If you're flying the Mavic 3 Enterprise or similar with both RGB and multispectral capabilities, there's a few things that you need to keep in mind with how you set your mission planning parameters, and how your orthomosaics will look once processed.
What are the key differences in the camera specs?
Besides the obvious spectral sensitivity differences, the factors that most affect your data capture are the camera field of view (FOV), image array size, and the number of effective pixels.
It's best to check on your specific model, but as an example, here's how the multispectral and RGB sensors on the Mavic 3M differ:
FOV: 84 deg for RGB; 73.91 deg for MS. This means that the RGB sensor has a wider angle lens (sort of like having better peripheral vision), so the area on the ground that you are imaging will be larger than with the MS. Note that the actual angle is slightly different depending on if you are looking at the length or the width dimension, but don't worry about that here.

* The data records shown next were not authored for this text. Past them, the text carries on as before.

PR #963, opened 2025-09-30
feat(oci): enhance repository provider with user agent, temp dir, and caching support

fabianburth:
**Core features:** 
- Implements a `storeCache`, enabling repository caching based on path to enable sharing a lock.
This (hopefully) fixes the current bugs related to race conditions.
- Prevents digests from being used as tag and correspondingly prevents list to attempt to resolve artifacts with empty tags. This should fix the race condition between `AddComponentVersion` and `ListComponentVersion`.

**Summary**:
- Introduces new options (`WithUserAgent`, `WithTempDir`) for more flexible configuration of repository providers.
- Adds a default `UserAgent` value (`DefaultCreator`).
- Updates `NewFromCTFRepoV1` to return both repository and store, allowing to cache the store.
- Refactors `OpenCTFByFileExtension` for better modularity by separating format detection into `DiscoverCTFFormatFromPath`.

#### Implications
- Improves control over temporary working directories and user agent settings.
- Enhances compatibility and performance when working with CTF archives.
- Existing repository logic adapts seamlessly to changes, maintaining backward compatibility for most use cases.

Contributes to https://github.com/open-component-model/ocm-project/issues/564


bindings/go/oci/repository/repository_test.go
```diff
@@ -79,7 +79,7 @@ func TestNewFromCTFRepoV1(t *testing.T) {
 
 	for _, tt := range tests {
 		t.Run(tt.name, func(t *testing.T) {
-			repo, err := NewFromCTFRepoV1(t.Context(), tt.repository)
+			repo, _, err := NewFromCTFRepoV1(t.Context(), tt.repository)
```
matthiasbruns, line 82: Is there a reason why we do not check the store or have tests for that?

ikhandamirov (approved):

bindings/go/oci/ctf/store.go
```diff
@@ -88,7 +90,7 @@ func (s *Store) ComponentVersionReference(ctx context.Context, component, versio
 type Repository struct {
 	archive ctf.CTF
 	repo    string
-	indexMu sync.RWMutex
+	indexMu *sync.RWMutex
```
Skarlso, line 93: Are you sure about this? The mutex doesn't need to be a pointer if all the method receivers are pointers.

It is super rare that a mutex is a pointer and then it needs to be really explained as to why.

I see that you pass in the mutex from the Store. If I understand correctly, this means that the Repository CANNOT LIVE without a store. Because otherwise, this mutex will fail with a nil error since it's not initialized anywhere. And since it's an unexported field it means that this struct CANNOT BE USED outside of this package ever. Am I understanding this correctly?

Skarlso: If yes, we might as well just make this an unexported struct.

ikhandamirov (dismissed):

bindings/go/oci/ctf/store.go
```diff
@@ -68,7 +69,8 @@ func (s *Store) StoreForReference(_ context.Context, reference string) (spec.Sto
 	}
 	ref := rawRef.(looseref.LooseReference)
 
-	return &Repository{
+	return &repository{
+		indexMu: &s.mu,
```
jakobmoellerdev, line 73: maybe just rename to mu from indexMu at this point

bindings/go/oci/ctf/store.go
```diff
@@ -231,8 +234,20 @@ func (s *Repository) Tag(ctx context.Context, desc ociImageSpecV1.Descriptor, re
 	repo := s.repo
 
 	var meta v1.ArtifactMetadata
-
-	if ref, err := looseref.ParseReference(reference); err == nil {
+	// This is a workaround around currently covering two cases:
```
jakobmoellerdev, line 237: please add a todo item for this

bindings/go/oci/repository/provider/options.go
```diff
@@ -0,0 +1,22 @@
+package provider
+
+type Options struct {
```
jakobmoellerdev, line 3: this struct is missing documentation

bindings/go/oci/repository/provider/provider.go
```diff
@@ -18,32 +19,51 @@ import (
...
+const DefaultCreator = "ocm.software/open-component-model/bindings/go/oci"
+
 // CachingComponentVersionRepositoryProvider is a caching implementation of the repository.ComponentVersionRepositoryProvider interface.
 // It provides efficient caching mechanisms for repository operations by maintaining:
 // - A credential cache for authentication information
 // - An OCI cache for manifests and layers
 // - An authorization cache for auth tokens
 // - A shared HTTP client with retry capabilities
 type CachingComponentVersionRepositoryProvider struct {
+	creator            string
```
jakobmoellerdev, line 31: I think we should add docs to the individual variables here to make sure we still understand whats ahppening. I also think the struct doc is outdated

bindings/go/oci/repository/provider/provider.go
```diff
@@ -96,9 +118,23 @@ func (b *CachingComponentVersionRepositoryProvider) GetComponentVersionRepositor
 			Client:     b.httpClient,
 			Cache:      b.authorizationCache,
 			Credential: b.credentialCache.get,
+			Header: map[string][]string{
+				"User-Agent": {b.creator},
+			},
 		}, opts...)
 	case *ctfrepospecv1.Repository:
-		return ocirepository.NewFromCTFRepoV1(ctx, obj, opts...)
+		loadFunc := func(path string) (*ocictf.Store, error) {
```
jakobmoellerdev, line 126: we should explain what happens here tbh

bindings/go/oci/ctf/store.go
Skarlso: Now that it is private, let me ask this... do we even need it? Like, what would happen if the Store struct would be the one implementing all these methods?

If you say that it's there so it's a reasonable separation of concern, that's acceptable. :) WDYT?

jakobmoellerdev (approved):

Skarlso (approved):

PR #973, opened 2025-10-01
fix: rename resolver configuration version from v1 to v1alpha1

jakobmoellerdev:

the resolvers config had the wrong constant declaring it as "v1" when it was "v1alpha1".


morri-son (approved):
lgtm

matthiasbruns (approved):

PR #974, opened 2025-10-01
feat(construct): implement external component discovery and processing for recursion support

jakobmoellerdev:

this adds external reference neighbor processing and transfer to the target repository of construct

contributes to https://github.com/open-component-model/ocm-project/issues/666


matthiasbruns (approved):
LGTM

Below is an image showing the difference in coverage of a multispectral band (in this case, green) compared to the RGB image captured at the same time.

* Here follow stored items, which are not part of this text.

PR #993, opened 2025-10-05
feat: component lister plugin registry

ikhandamirov:

This PR provides component lister plug-in registry for CLI.
The following points from the task are covered:
* a new component lister plug-in registry
* plug-in handler, allowing 3-rd parties to provide component listers for other types of store

The "internal plug-in" will be part of a separate PR and part of the `cli` module.

Contributes to open-component-model/ocm-project#674

### DIFF
--- a/bindings/go/plugin/manager/registries/componentlister/registry.go
+++ b/bindings/go/plugin/manager/registries/componentlister/registry.go
@@ -198,9 +198,7 @@ func (r *ComponentListerRegistry) GetComponentLister(ctx context.Context,
 	defer r.mu.Unlock()
 
 	// look for an internal implementation that actually implements the interface
-	if _, err := r.scheme.DefaultType(repositorySpecification); err != nil {
-		return nil, fmt.Errorf("failed to default type for prototype %T: %w", repositorySpecification, err)
-	}
+	_, _ = r.scheme.DefaultType(repositorySpecification)
 	typ := repositorySpecification.GetType()
 	// if we find the type has been registered internally, we look for internal plugins for it.
 	if ok := r.scheme.IsRegistered(typ); ok {


ikhandamirov:
The PR currently addresses the points "new component lister plug-in registry" and "plug-in handler". It would be great to have the direction validated, especially by @jakobmoellerdev , @Skarlso and @piotrjanik 

Regarding the not yet touched "internal plug-in", I'm looking for suggestions, which module should it live in. In the CLI under "cli/internal/plugin/builtin"?

bindings/go/plugin/manager/contracts/componentlister/v1/contract.go
```diff
@@ -0,0 +1,23 @@
...
+	contracts.PluginBase
+	GetIdentity(ctx context.Context, typ *GetIdentityRequest[T]) (*GetIdentityResponse, error)
+}
+
+// ComponentListerPluginContract is a REST wrapper around the repository.ListComponents interface for communicating
+// with a plugin.
+type ComponentListerPluginContract[T runtime.Typed] interface {
+	contracts.PluginBase
+	IdentityProvider[T]
+	ListComponents(ctx context.Context, request *ListComponentsRequest[T], credentials map[string]string) ([]string, error)
```
jakobmoellerdev, line 22: how does this actually do pagination? I dont understand how one would indicate if a new call is required?

piotrjanik (dismissed):

bindings/go/plugin/manager/registries/componentlister/registry.go
```diff
@@ -0,0 +1,254 @@
...
+// GetComponentLister returns ComponentLister for a specific repository type.
+func (r *ComponentListerRegistry) GetComponentLister(ctx context.Context,
+	repositorySpecification runtime.Typed,
+	credentials map[string]string,
+) (repository.ComponentLister, error) {
+	r.mu.Lock()
+	defer r.mu.Unlock()
+
+	// look for an internal implementation that actually implements the interface
+	if _, err := r.scheme.DefaultType(repositorySpecification); err != nil {
```
jakobmoellerdev: this should not error.

ikhandamirov: Ok, ignoring the error with https://github.com/open-component-model/open-component-model/pull/993/commits/b5bfcbabfffe350bfa8aebae2464c0c849ffacdf

p.s. I'd be interested to see an example illustrating the problem with the error. Didn't get my head around it yet.

piotrjanik (approved):

PR #1012, opened 2025-10-07
feat(construct): add external component version policy to handle references

jakobmoellerdev:

this allows to turn on or off external reference copying in the constructor. we can use this for example in CLI by binding this to `--recursive` which will enable or disable copying of external component versions

contributes to https://github.com/open-component-model/ocm-project/issues/666


bindings/go/constructor/options.go
```diff
@@ -101,3 +105,18 @@ const (
...
+// ExternalComponentVersionCopyPolicy defines the policy for handling external component version references
+// when interacting with the target repository.
+// If the constructor library encounters an external component version reference that is not part of the constructor
+// specification, it will use this policy to determine how to handle the reference.
+type ExternalComponentVersionCopyPolicy int
+
+const (
+	// ExternalComponentVersionCopyPolicySkip will skip the copy of the component version to the target repository.
+	// This is the default policy.
+	ExternalComponentVersionCopyPolicySkip = iota
```
matthiasbruns, line 118: is this the default behavior? I would expect iota 0 to be default

jakobmoellerdev: yes that would be default, as in by default external references are not copied.

fabianburth (approved):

Image array size: 5280×3956 for RGB; 2592×1944 for MS. This is the number of pixels in each photo represented as length x width. The difference in the sensors here means that there will be many more pixels in your RGB data over the same area. In turn this translates to a higher spatial resolution for the RGB data.

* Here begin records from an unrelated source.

PR #1014, opened 2025-10-07
feat: create a migration infrastructure for context and configuration v1=>v2

Skarlso:

Towards https://github.com/open-component-model/ocm-project/issues/626


kubernetes/controller/go.mod
```diff
@@ -27,6 +27,12 @@ require (
 	k8s.io/client-go v0.34.1
 	k8s.io/utils v0.0.0-20250820121507-0af2bda4dd1d
 	ocm.software/ocm v0.29.1
+	ocm.software/open-component-model/bindings/go/configuration v0.0.9
```
jakobmoellerdev, line 30: can we make this a separate require block to not mix stuff up?

kubernetes/controller/internal/configuration/config.go
```diff
@@ -0,0 +1,123 @@
...
+
+	genericv1 "ocm.software/open-component-model/bindings/go/configuration/generic/v1/spec"
+	"ocm.software/open-component-model/bindings/go/runtime"
+	"ocm.software/open-component-model/kubernetes/controller/api/v1alpha1"
+)
+
+// GetConfigFromSecret extracts and decodes OCM configuration from a Kubernetes Secret.
+// It looks for configuration data under the OCMConfigKey.
+func GetConfigFromSecret(secret *corev1.Secret) (*genericv1.Config, error) {
+	data, ok := secret.Data[v1alpha1.OCMConfigKey]
```
jakobmoellerdev, line 23: i think if the key is not found we should error so people know they configured the wrong secret

kubernetes/controller/internal/configuration/config.go
```diff
@@ -0,0 +1,123 @@
...
+// It fetches the referenced Secrets/ConfigMaps from the cluster and extracts their configuration.
+// All configurations are merged using FlatMap into a single Config.
+func LoadConfigurations(ctx context.Context, k8sClient client.Reader, namespace string, ocmConfigs []v1alpha1.OCMConfiguration) (*genericv1.Config, error) {
+	if len(ocmConfigs) == 0 {
+		return &genericv1.Config{}, nil
+	}
+
+	// Best effort sort of the configs to ensure they are always processed in the same order.
+	sort.Slice(ocmConfigs, func(i, j int) bool {
+		key1 := ocmConfigs[i].Name + "." + ocmConfigs[i].Namespace
```
jakobmoellerdev, line 76: I think you could sort by UID no?

kubernetes/controller/internal/configuration/config.go
```diff
@@ -0,0 +1,123 @@
...
+		case "Secret":
+			obj = &corev1.Secret{}
+		case "ConfigMap":
+			obj = &corev1.ConfigMap{}
+		default:
+			return nil, fmt.Errorf("unsupported configuration kind: %s", ocmConfig.Kind)
+		}
+
+		key := client.ObjectKey{Namespace: ns, Name: ocmConfig.Name}
+		if err := k8sClient.Get(ctx, key, obj); err != nil {
```
jakobmoellerdev, line 100: are we sure this cannot cause perf issues when accessing many objects?

kubernetes/controller/internal/configuration/config.go
```diff
@@ -0,0 +1,123 @@
...
+	}
+
+	return genericv1.FlatMap(configs...), nil
+}
+
+// FilterForType is a convenience wrapper around genericv1.FilterForType
+// that filters configurations by type T.
+// Note: This isn't really used at the moment.
+func FilterForType[T runtime.Typed](scheme *runtime.Scheme, config *genericv1.Config) ([]T, error) {
+	return genericv1.FilterForType[T](scheme, config)
```
jakobmoellerdev, line 122: one liner func should just be removed imo

kubernetes/controller/internal/setup/repository.go
```diff
@@ -0,0 +1,53 @@
...
+
+	"ocm.software/open-component-model/bindings/go/credentials"
+	"ocm.software/open-component-model/bindings/go/plugin/manager"
+	"ocm.software/open-component-model/bindings/go/repository"
+	"ocm.software/open-component-model/bindings/go/runtime"
+)
+
+// RepositoryOptions configures OCM repository creation.
+type RepositoryOptions struct {
+	PluginManager   *manager.PluginManager
```
jakobmoellerdev, line 17: imo the plugin manager is not an option, but mandatory. WDYT?

kubernetes/controller/internal/setup/repository.go
```diff
@@ -0,0 +1,53 @@
...
+	CredentialGraph credentials.GraphResolver
+	Logger          logr.Logger
+}
+
+// NewRepository creates an OCM repository for the given repository specification.
+// This creates a direct repository connection without fallback support.
```
jakobmoellerdev, line 23: this needs a bit of a better description on behavior imho

kubernetes/controller/internal/configuration/config.go
Skarlso: it doesn't have one. 🤔

kubernetes/controller/internal/configuration/config.go
Skarlso: Hm, I could try and parallelise this.

kubernetes/controller/internal/configuration/config.go
jakobmoellerdev: huh?! every object in k8s has a uid no?

Skarlso: Okay, need to figure out how to deal with this effectively. This is important and critical code section called many times. Hashing and sorting all the time every config and individually getting all the items might be a bit too slow.

Skarlso:
>Also: Is flatmap stable?

That's a good question. :D

kubernetes/controller/internal/configuration/config.go
Skarlso: Okay, I _think_ I parallelized most of the critical paths here. It can be improved of course ( constant for a semaphore right now ), but I want your first eyes on it.

Skarlso:
I know I need to do some refactoring that method is huge. I'm going to do it in a bit.

kubernetes/controller/internal/setup/repository.go
Skarlso: Then yeah. It shouldn't. :D

Skarlso:
@jakobmoellerdev So now I added hashing to the sorting, but that's not what you mean here, right:
>

But this exists, what other kind of hashing did you have in mind?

Number of effective pixels: 20 MP for RGB; 5 MP for MS. This is pretty much the same information as per the image array size, but sometimes people are more familiar with referring to cameras in terms of their megapixels. Basically the RGB camera is more detailed spatially than the MS camera.
How do these differences affect my mission planning?
Given that we have recognised that the FOV impacts the area covered, and the array size impacts the spatial resolution or image detail, it's super important to take this into account when planning your mission.
Most mission planners will give you an indication of the expected area covered and the GSD (ground sample distance) that will be achieved based on the altitude parameter you set. However, these calculations are often based on the RGB sensor only! So they will be incorrect when translating across to the MS sensor.
Key things to note:
Because the MS image is smaller than the RGB image, the overlap and sidelap calculations will also differ. With each successive photo and flight line, the image will shift by a set amount. But that set amount is proportionally different to the size of the photo.
In the figure below, you can see that an 80% sidelap in RGB will translate to a 75% sidelap in MS. So if you want to achieve 80% sidelap in MS, you will need to set it higher than 80% in your mission planning software. The same is true for overlap.
Also because the image footprint is smaller for the MS image, you may need to fly higher to cover a larger area. Alternatively you can fly additional flight lines.
Because the array size is smaller for the MS image, each pixel represents a larger area on the ground. This means that the ground sample distance is greater for the MS image, resulting in decreased detail. If spatial detail is important to you, you will need to fly at a lower altitude. Check out the video below to understand more about the relationship between detail and flying height
How will the differences affect my processed data?
Each MS image is smaller than the corresponding RGB image, so it is likely that your processed MS orthomosaic will also cover a reduced area.
There are fewer pixels representing the same area covered (smaller array), so your MS orthomosaic will have a larger ground sample distance and reduced detail.
The lenses for the RGB camera and each of the MS bands are next to each other, so they are looking at a slightly different location on the Earth. Think of this like how your left eye sees something slightly different to your right. While the MS bands are georeferenced to each other during processing, they are not aligned with the RGB data. So it's likely that you will see a slight offset between the orthomosaics generated from MS vs. RGB. This effect will be more noticeable at lower altitudes (again, experiment with your eyes and targets at varying distances to experience this effect). If this is concerning, you can post-process your data in a GIS. Alternatively, if it's possible to fly higher, we recommend trying that.